Available records
- - -

PR #3548, opened 2023-10-21
add mglib_path for precompiled lib

sihyunjeon:
taking madgraph interface in CMSSW to fetch ninja (+oneloop) instead of installing ninja everytime when making gridpacks

### DIFF
--- a/bin/MadGraph5_aMCatNLO/gridpack_generation.sh
+++ b/bin/MadGraph5_aMCatNLO/gridpack_generation.sh
@@ -223,8 +223,11 @@ make_gridpack () {
     #  echo "set output_dependencies internal" >> mgconfigscript
       echo "set lhapdf_py3 $LHAPDFCONFIG" >> mgconfigscript
     #   echo "set ninja $PWD/HEPTools/lib" >> mgconfigscript
+      mglib_path=`scram tool info madgraph5amcatnlo | grep MADGRAPH5AMCATNLO_BASE`
+      mglib_path=${mglib_path#*=}/HEPTools/lib
       if [ -n "$mglib_path" ]; then
         echo "set ninja $mglib_path" >> mgconfigscript
+        echo "install collier" >> mgconfigscript
       fi
 
       if [ "$queue" == "local" ]; then
@@ -709,19 +712,15 @@ export SYSTEM_RELEASE=`cat /etc/redhat-release`
 # set scram_arch 
 if [ -n "$5" ]; then
     scram_arch=${5}
-    mglib_path=""
 else
     if [[ $SYSTEM_RELEASE == *"release 7"* ]]; then 
         scram_arch=slc7_amd64_gcc10
-        mg_buildtag=50a30a0356f42c10763f5933e2773041
     elif [[ $SYSTEM_RELEASE == *"release 8"* ]]; then
         scram_arch=el8_amd64_gcc10
-        mg_buildtag=50a30a0356f42c10763f5933e2773041
     else 
         echo "No default scram_arch for current OS!"
         if [ "${BASH_SOURCE[0]}" != "${0}" ]; then return 1; else exit 1; fi        
     fi
-    mglib_path=/cvmfs/cms.cern.ch/${scram_arch}/external/madgraph5amcatnlo/2.7.3-${mg_buildtag}/HEPTools/lib
 fi
 
 #set cmssw 
--- a/bin/MadGraph5_aMCatNLO/gridpack_generation.sh
+++ b/bin/MadGraph5_aMCatNLO/gridpack_generation.sh
@@ -223,7 +223,10 @@ make_gridpack () {
     #  echo "set output_dependencies internal" >> mgconfigscript
       echo "set lhapdf_py3 $LHAPDFCONFIG" >> mgconfigscript
     #   echo "set ninja $PWD/HEPTools/lib" >> mgconfigscript
-    
+      if [ -n "$mglib_path" ]; then
+        echo "set ninja $mglib_path" >> mgconfigscript
+      fi
+
       if [ "$queue" == "local" ]; then
           echo "set run_mode 2" >> mgconfigscript
       elif [ "$queue" == "pdmv" ]; then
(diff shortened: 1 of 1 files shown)


sihyunjeon:
@DickyChant present for you

DickyChant:
Is there a way that we can systematically include the libs?

e.g. extracting from `scram tool info madgraph5amcatnlo`

sihyunjeon:
> Is there a way that we can systematically include the libs?
> 
> e.g. extracting from `scram tool info madgraph5amcatnlo`

it could be read from `MADGRAPH5AMCATNLO_BASE` but parsing this seemed like out of my shell scripting knowledge...
i can do `scram tool info madgraph5amcatnlo > log`
and make it parse using python scripts if you think it's better.

or... this could be dirty but one can do

```
scram tool info madgraph5amcatnlo > log
grep "scram tool info madgraph5amcatnlo" log > set.sh
source set.sh
```

sth like this

sihyunjeon:
and then set the paths to `$MADGRAPH5AMCATNLO_BASE/blahblah`

DickyChant:
maybe sth like:
```
MG5_PATH=`scram tool info madgraph5amcatnlo | grep MADGRAPH5AMCATNLO_BASE`
MG5_PATH=${MG5_PATH#*=}
echo $MG5_PATH
```
There are more tricks with `awk` and `grep` but for now I guess this should be enough

DickyChant:
Given that `hepforge` seems to have more downtime, shall we move with this direction?

sihyunjeon:
hi sitian, thanks for the snippets

sihyunjeon:
@Dominic-Stafford i think we also need to add collier installation in CMSSW
MadGraph internally has a setting that it looks for ninja and collier libraries altogether,

problem is that there is no collier in CMSSW so if I only set ninja path, madgraph looks for both ninja and collier, and then it just decides to NOT use collier instead of installing it. so now it has "install collier" after setting ninja. ultimately we should fix this with CMSSW

sihyunjeon:
```
WARNING: The collier reduction library could not be found with PATH:/data9/Users/shjeon/test2/genproductions/bin/MadGraph5_aMCatNLO/wplustest_4f_NLO/wplustest_4f_NLO_gridpack/work/MG5_aMC_v2_9_13/HEPTools/lib specified in mg5_configuration.txt. It will not be available. 
```

This is the error message I get

Dominic-Stafford:
> @Dominic-Stafford i think we also need to add collier installation in CMSSW MadGraph internally has a setting that it looks for ninja and collier libraries altogether,
> 
> problem is that there is no collier in CMSSW so if I only set ninja path, madgraph looks for both ninja and collier, and then it just decides to NOT use collier instead of installing it. so now it has "install collier" after setting ninja. ultimately we should fix this with CMSSW

Hi Sihyun. Sure, I can try adding collier to cmsdist so it builds this as an external for CMSSW. One other thing is we should be careful about making sure the relevant CMSSW releases have the right versions of madgraph. Do you want to do this for both run 2 UL and run 3, or just run 3? And am I right in saying we need MG5 2.9.13 in CMSSW master and 12_4, and 2.6.5 in CMSSW_10_6?

sihyunjeon:
@Dominic-Stafford Hi dominic, I leave this decision to @menglu21 and @bbilin

DickyChant:
> > @Dominic-Stafford i think we also need to add collier installation in CMSSW MadGraph internally has a setting that it looks for ninja and collier libraries altogether,
> > problem is that there is no collier in CMSSW so if I only set ninja path, madgraph looks for both ninja and collier, and then it just decides to NOT use collier instead of installing it. so now it has "install collier" after setting ninja. ultimately we should fix this with CMSSW
> 
> Hi Sihyun. Sure, I can try adding collier to cmsdist so it builds this as an external for CMSSW. One other thing is we should be careful about making sure the relevant CMSSW releases have the right versions of madgraph. Do you want to do this for both run 2 UL and run 3, or just run 3? And am I right in saying we need MG5 2.9.13 in CMSSW master and 12_4, and 2.6.5 in CMSSW_10_6? Also, should we use a specific ninja or collier versions, or just the latest ones?

Hi Dominic, maybe I am wrong (my schedule is totally ruined recently), I remembered MG usually have a relatively fixed version choice of those packages. (either always the newest one, or a fixed version per major release). So it is a relatively easier decision to make... 

Shall we try at some moment having those libraries decoupled from MG as an ultimate solution?

sihyunjeon:
@DickyChant They are fixed for every version of madgraph, it doesn't really depend on madgraph version. They are imported from HEPToolsInstaller.py which is CENTRAL. So madgraph 220 and madgraph 352 would share the same install libraries...

DickyChant:
> @DickyChant They are fixed for every version of madgraph, it doesn't really depend on madgraph version. They are imported from HEPToolsInstaller.py which is CENTRAL [link](https://github.com/mg5amcnlo/HEPToolsInstallers). So madgraph 220 and madgraph 352 would share the same install libraries...
> 
> One of the reasons why madgraph can't really support too old versions...

That's what I thought actually because I never see a different version, and I assume they are the newest available version

DickyChant:
> I might've misunderstood but I think/agree that having totally decoupled versions of external libraries will be the safest choice

yeah that's what I meant, in that case we could perhaps have more flexible MG solution as after all apart from those libs we don't have anything to be compiled...

Dominic-Stafford:
From what I can see with hepforge being down, it doesn't look like ninja or collier versions change too much, actually (I guess they're pretty stable, hopefully all the bugs have been found). So I think it would be fine to put collier in CMSSW, if it was often being updated it would a different story but here I think it's fine. So just to check, you're not actually taking MG from CMSSW, just ninja and collier?

DickyChant:
> From what I can see with hepforge being down, it doesn't look like ninja or collier versions change too much, actually (I guess they're pretty stable, hopefully all the bugs have been found). So I think it would be fine to put collier in CMSSW, if it was often being updated it would a different story but here I think it's fine. So just to check, you're not actually taking MG from CMSSW, just ninja and collier?

Indeed, as hepforge seems to be less stable. Our idea is that for MG itself we need patches & upgrades from time to time, but for those heptools (ninja, collier... etc) we don't need them to be installed and compiled every time. It is neither computationally efficient nor safe with nowadays unstable hepforge. 

Currently, a temporary solution is to nicely use those libraries from your wrapped-up MG in CMSSW, but ultimately it might be a good idea to completely disentangle :)

sihyunjeon:
for now, if no objections until monday afternoon, i'll merge. at least having something is better altho it's not everything (i believe backporting will take longer).

also it would not "likely" happen, but i did check with `pp > w [qcd]` process whether gridpack makes the LHE files properly or not, just in case there could be hidden problems.

sihyunjeon:
actually, let me merge this now. hepforge is down again... :)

- - -

Task to carry out
Which lines above contain "better"? Show each of them.

Exercise result
and make it parse using python scripts if you think it's better.
for now, if no objections until monday afternoon, i'll merge. at least having something is better altho it's not everything (i believe backporting will take longer).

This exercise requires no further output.